REPUBLIKA.CO.ID, BELGRADE -- Pihak berwenang Serbia pada Rabu (1/2) lalu memberlakukan pembatasan pergerakan kaum migran di kamp dekat Belgrade. "Pembatasan dilakukan setelah tiga orang diduga menyerang seorang perempuan dan anak-anaknya di dekat pusat pengungsi," kata menteri yang mengurusi pusat penampungan pengungsi.
Menteri Perburuhan Aleksandar Vulin mengatakan, para migran sekarang harus mendapatkan izin jika ingin meninggalkan kamp. Perkemahan yang dimaksud adalah bekas barak-barak tentara di Kota Obrenovac di luar Belgrade, yang digunakan sebagai tempat penampungan pengungsi.

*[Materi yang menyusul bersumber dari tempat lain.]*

PR #2552, opened 2022-09-30
Server can reject new connections if old connection never disconnects…

chenson42:
Server can reject new connections if old connection never disconnects.  The original intent of this was to prevent multiple clients from connecting.  This PR takes a different approach by closing the old session and accepting the new session.


jchirico8 (approved):

chenson42:
we only allow one deviceid to attach to a server at a time.  the way this used to work was to track the device auth token that is connected and if another tries to connect then we reject it.   we think there is a case where the tracked connected session can be abandoned.   because of that we changed the approach to close prior sessions rather than reject new ones.   this will fix the scenario where we incorrectly had a reference to a previously connected device.   however, the result of this PR will cause two sessions with the same auth token to ping pong disconnecting.   Previously when you had the same url open in two tabs one of the sessions would not connect.  now they just ping pong back and forth disconnecting the other session.   i think we need to fix this eventually, but i could not find a good hook in the client to know that the server forceably disconnected the client.

chenson42:
https://jumpmind.atlassian.net/browse/JMC-43

PR #2554, opened 2022-09-30
Add Handling For European Currency Amounts 1000 Or More

JoeBrownlee:
URBN had display problems on their old version of the framework with European currency amounts 1000 or more. While Commerce replaces their comma decimal point with a period, if there is also a digit group separator that has a period, you end up with a number like 1.000.00, which isn't a valid number. This change eliminates the digit group separators so the number is valid. The code that handles this in `currency-text.component.ts` is unchanged since version 0.5. The back end is fine and handles everything correctly; only the display is wrong.

Note that it was nearly impossible to test this on the current version of Commerce. Setting Commerce to a location in France did not seem to change the number display. URBN's old OrPOS code uses the Java locale to display numbers correctly for the given location. Commerce may need some work to handle that. What I did was use the debugger to set the numeric text on the Product Inquiry Item Details page, which at least displays the euro symbol. Commerce generally displays a dollar sign everywhere. The debugger shows that internally, Commerce _knows_ the amounts are in Euros despite what is being displayed.

So for now, these changes will likely lurk in their respective components until Commerce can better handle displaying different number formats according to the locale.

Note that these changes should be a no-op for non-European number formats.

What I did to configure my environment:
- Set the `openpos.location.general.businessUnitLocale` parameter to `fr_FR`.
- Set the `openpos.location.general.defaultCountryId` parameter to `FR`.
- Set the `openpos.sell.defaultCurrencyId` parameter to `EUR`.
- Set the `openpos.orders.isoCurrencyCode` parameter to `"EUR"`.
- Add a Business Unit in `CTX_BUSINESS_UNIT` and devices in `DEV_DEVICE`. You can use the SQL below to add my rows to these tables.
- Personalize to the 'Euro Test' Business Unit and register device.

```
INSERT INTO PUBLIC.CTX_BUSINESS_UNIT (BUSINESS_UNIT_ID,GEO_CODE,ISO_CURRENCY_CODE,BUSINESS_UNIT_NAME,CREATE_TIME,CREATE_BY,LAST_UPDATE_TIME,LAST_UPDATE_BY,GOVERNMENT_ID) VALUES
	 ('06242','06242','EUR','Euro Test','2018-12-24 13:07:03','me','2018-12-24 13:07:03','you',NULL);
INSERT INTO PUBLIC.DEV_DEVICE (DEVICE_ID,APP_ID,PAIRED_DEVICE_ID,LOCALE,TIMEZONE_OFFSET,BUSINESS_UNIT_ID,DESCRIPTION,INSTALLATION_ID,CREATE_TIME,CREATE_BY,LAST_UPDATE_TIME,LAST_UPDATE_BY,TAG_COUNTRY,TAG_STATE,TAG_STORE_NUMBER,TAG_STORE_TYPE,TAG_APP_PROFILE,TAG_BRAND,PARENT_DEVICE_ID) VALUES
	 ('06242-001','pos',NULL,'fr_FR','0','06242','null','06242','2020-09-25 09:35:28','openpos-dev','2022-09-30 16:10:45.351','personalization','FR','*','*','*','*','*',NULL),
	 ('06242-001-pay','simPaymentDevice',NULL,'fr_FR','0','06242',NULL,'06242','2022-09-30 09:37:51.548','openpos-dev','2022-09-30 09:37:51.55','personalization','FR','*','*','*','*','*',NULL);
```

### Issues Fixed
This resolves [#7771](https://github.com/JumpMind/commerce/issues/7771).

Broader changes will be needed to make Commerce truly "Europe-friendly".


openpos-client-libs/projects/openpos-client-core-lib/src/lib/shared/components/currency-text/currency-text.component.ts
```diff
@@ -84,6 +84,10 @@ export class CurrencyTextComponent implements OnChanges {
     }
 
     protected formatEuText(text: string): string {
+        if (text.match('[0-9]*\.[0-9]*,[0-9]*')) {
```
jchirico8, line 87: It's sparse, but this component has a spec file. Could you add some tests for this function to ensure it works as intended?

JoeBrownlee: OK, Joe, done, and good thing you suggested it. If the value wasn't in a range, it wasn't running the European number reformatting at all. Fixed that. I had copied the fix from v0.5, but that version only has single values -- no ranges. So in that version, the reformat is always checked for. On master, it was only done if part of a range.

jchirico8 (dismissed):
Looks like you have a lint error

jchirico8 (dismissed):

jrmihalick (approved):

PR #2566, opened 2022-10-11
changes done to replace tender icon with pad lock if additional icon …

chandankumarcentric:
https://petcoalm.atlassian.net/browse/PDPOS-9171

Commerce issue #7888

refer to commerce PR https://github.com/JumpMind/commerce/pull/7906

BEFORE:
image

After:
Desktop:
image

Ipad:
image

Mobile:
image


openpos-client-libs/projects/openpos-client-core-lib/src/lib/shared/components/option-button/option-button.component.html
```diff
@@ -1,12 +1,13 @@
 <button responsive-class #button mat-flat-button [disabled]="disabled" (click)="clickFn()" [type]="inputType"
     color=primary-inverse class="option-item" tabindex="0">
 
-    <app-icon [iconName]="optionIcon" [iconClass]="optionSize" [class.muted-color]="disabled"
+    <app-icon *ngIf="!additionalIcon" [iconName]="optionIcon" [iconClass]="optionSize" [class.muted-color]="disabled"
```
jrmihalick, line 4: Leaving this attribute named as `additionalIcon` is going to be pretty confusing after this change. How about we rename to `iconOverride`?  @jchirico8, @stojankz, @chenson42 ... any opinions?

jchirico8: Is this change necessary even? If you're replacing the existing icon with a lock can't that be done server side on the tender option itself?

jrmihalick: @jchirico8 Yes, good point.  @chandankumarcentric : make it so.  😄

chandankumarcentric: i did the changes. I need help in handling this part in commerce PR:
https://github.com/JumpMind/commerce/pull/7906/files#diff-dd439fbbe655983250142be3c94021d75d29f735e5397b8780498a8725a1966c

chandankumarcentric: or should i keep the logic for additionalIcon and only handle TenderOptions case on server side? Please suggest.

openpos-client-libs/projects/openpos-client-core-lib/src/lib/shared/status/status-details/selector/peripheral-selector.component.html
```diff
@@ -16,7 +16,6 @@
         appArrowTabItem
         [attr.tabindex]="i"
         [optionTitle]="o.displayName"
-        [additionalIcon]="o.powerLevelIcon"
```
jchirico8, line 19: This powerLevelIcon is still required. I think if @JJStarrett used the additionalIcon in its existing location to show the payment device battery level, then you shouldn't change any of this

chandankumarcentric: > This powerLevelIcon is still required. I think if @JJStarrett used the additionalIcon in its existing location to show the payment device battery level, then you shouldn't change any of this

Thats what i was thinking to leave the additionalIcon as it is and handle only for TenderOption. Done please check now.

openpos-client-libs/projects/openpos-client-core-lib/src/lib/shared/components/option-button/option-button.component.html
chandankumarcentric: Done. Thanks.

openpos-flow/src/main/java/org/jumpmind/pos/core/ui/ActionItem.java
```diff
@@ -50,6 +50,8 @@ public class ActionItem implements Serializable {
     protected String imageUrl;
     @Builder.Default
     protected boolean enabled = true;
+    @Builder.Default
+    protected boolean iconMuted = false;
```
jchirico8, line 54: Primitive booleans default to false automatically. You don't need this or the builder.default
```suggestion
    protected boolean iconMuted;
```

chandankumarcentric: right. Thanks.

jrmihalick (approved):
Don't forget we need this in 3.3 also.

PR #2572, opened 2022-10-14
Feature/icon for store id and claim timeout adjust

### LINKED ISSUE #2570: Add icon to represent "Wrong Store"
**Is your feature request related to a problem? Please describe.**
Add an icon to represent "this device is not boarded for this store"

An icon to represent "this device is not boarded for this store"

**Describe alternatives you've considered**
We dismantle the entirety of the currency system, therefore eliminating the need for payment devices altogether and thus this feature. 

**Additional context**
AEO Jira
  - [10055](https://jira.ae.com/projects/PCOM/issues/PCOM-10055)

JJStarrett:
### Issues Fixed
 - Resolves #2570 
 - Resolves #2571 

### Summary
Adds a new icon to represent a payment device that is not "boarded for this store." Adyen gives us back a `storeId` when we do our diagnostics request, and that ID should match to our business unit. If it doesn't we'd like to disable it. This adds an icon to support that.

Additionally, the H400 seems to be hitting claim timeout exceptions in JavaPOS where the H300 seemed not to do so. I've bumped the timeout from 100ms to 200ms.


openpos-peripheral/src/main/java/org/jumpmind/pos/print/JavaPOSPrinter.java
```diff
@@ -45,11 +45,11 @@ public void open(String logicalName, EventCallbacks cb) throws JposException {
         try {
             this.printerName = logicalName;
             open((String) settings.get("printerName"));
-            claim(100);
+            claim(200);
```
chenson42, line 48: would it be wrong to make this 2000 or 1000?

JJStarrett: Bumped it to 2000. I've run with it at 60000 for debugging, so I think it should be fine

chenson42 (approved):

"Kami memberlakukan langkah-langkah yang ketat. Mereka harus kembali ke perkemahan pada waktu tertentu dan mereka akan diberikan dokumen identifikasi," kata Vulin, menurut kantor berita Tanjug.
Meskipun apa yang disebut rute Balkan ke Eropa Barat telah ditutup tahun lalu, pendatang terus mengalir melalui Serbia menuju perbatasan utara dengan Hongaria. Lebih dari 7.000 migran, terutama dari Afghanistan, tetap berada di negara itu, yang dari segi budaya dan keuangan tidak siap untuk merawat mereka.
Sekitar 500 migran tinggal di Obrenovac. Mereka pindah ke sana sekitar 10 hari dari tempat penampungan darurat di gudang di Belgrade saat suhu turun di bawah titik beku. Penutupan perkemahan Obrenovac dilakukan setelah seorang perempuan setempat mengeluh bahwa tiga orang pria yang dia gambarkan sebagai migran menyerangnya ketika dia berjalan dengan ketiga anaknya di dekat kamp tersebut. Polisi mengatakan mereka sedang menyelidiki insiden itu.
Vulin juga mengatakan pihak berwenang telah menyediakan sebuah bus khusus untuk membawa migran bolak-balik antara Obrenovac dan Belgrade. Hal itu dilakukan guna menghindarkan pencampuran dengan penduduk setempat.